October 19, 2020 0 Comments

So much for good intentions. The plan for the de Young museum building to turn – literally – bright green in color within 15 years of its construction to mirror its park surroundings did not pan out. What happened?

After the famous San Francisco art museum was damaged beyond repair in the 1989 earthquake, two star architects, Jacques Herzog and Pierre de Meuron (think Tate Modern, Great Britain) were eventually called to create something truly new. Which they did. A stunningly different – and gorgeous – construction with a physical presence that both integrates into and dominates its lush physical surrounding, with an elongated rectangle (linked smaller pavilions inside) echoing the shape of Golden Gate Park, and a high tower reminiscent of the tall trees that are the park’s hallmark.

The building’s full 293.00-square-feet facade is covered in copper panels which were supposed to develop a green patina over the years. Given the increasingly dry climate, that process is now expected to take about half a century. Instead you see a rusty brown color – the color of coconuts I thought, a thought probably suggested by the majestic Canary Island palms that flank the building. A thought that would be a mistake.

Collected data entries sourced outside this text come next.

PR #25132, opened 2023-07-20
Accessibility: DataGrid Editing - Add aria-label attributes for editors

Raushen:
Make embedded editors accessible


marker-dao (dismissed):

vladaskorohodova (dismissed):

packages/devextreme/js/__internal/grids/grid_core/column_headers/m_column_headers.ts
```diff
@@ -211,7 +211,8 @@ export const columnHeadersModule = {
         _setCellAriaAttributes($cell, cellOptions) {
           this.callBase($cell, cellOptions);
           if (cellOptions.rowType === 'header') {
-            if (cellOptions.column.type !== 'groupExpand') {
+            const notHeaderTypes = ['groupExpand', 'buttons'];
```
pomahtri: After creating a new column type we'll probably forget about adding it here, I think it's better to rewrite as mapping ColumnType -> boolean, so we'll get runtime error in tests

```
const isHeaderType = {
  'groupExpand': false,
  'buttons': false,
  'detailExpand': true, // (?)
  ... // all other column types
}
``` 

Or we can spend a little time typing it, and get compile-time error instead of runtime: [playground](https://www.typescriptlang.org/play?#code/C4TwDgpgBAwg9gGwK4FsB2AVcEDOUC8UA5AEZLDBxo5FQA+xA5gE5xJgCiAHmAIZoATWgyI44KCAHlgACwjN4ydFkhEA3ACgNAYyo5gUAJY4AEhF4D5KiAC4oAJQi7mAgDyLUmbDgA0UEnCI5mgAfARQAN4aUDH+5JTUdgBmvAg4ED7RsSxsnDz8Asmp6ZmxUAD05VBiEtJyCoie1nbAzEgZFVXyrMxGSVAA7tBJcMyMEAaUUBYCUGgQA1C6SmhQoJAaAL5AA)

pomahtri: irrelevant now

pomahtri (approved):

marker-dao (approved):

vladaskorohodova (approved):

PR #26748, opened 2024-02-23
Demos: supporting testing across multiple themes

EugeniyKiyashko:


apps/demos/utils/visual-tests/matrix-test-helper.js
```diff
@@ -54,6 +69,33 @@ export function getChangedFiles() {
...
+export function globalReadFrom(basePath, relativePath, mapCallback) {
+  const absolute = join(basePath, relativePath);
+  if (existsSync(absolute)) {
+    const result = readFileSync(absolute, 'utf8');
+    return (mapCallback && result && mapCallback(result)) || result;
+  }
+  return null;
+}
+
+export function changeTheme(dirName, relativePath, demoPath, theme) {
```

These palms are from the date palm family, a very different species than the ones carrying coconuts. They are as stately as the tower behind them. They also let the light percolate through their foliage just like the light on the museum seems to be dappled, due to the patterning of the copper skin, at times perforated, or dotted, or structured in other ways. That pattern also picks up the rough structure of the palm tree trunks. I could not think of a cleverer way to reflect the beauty and specifics of an environment in modern architecture.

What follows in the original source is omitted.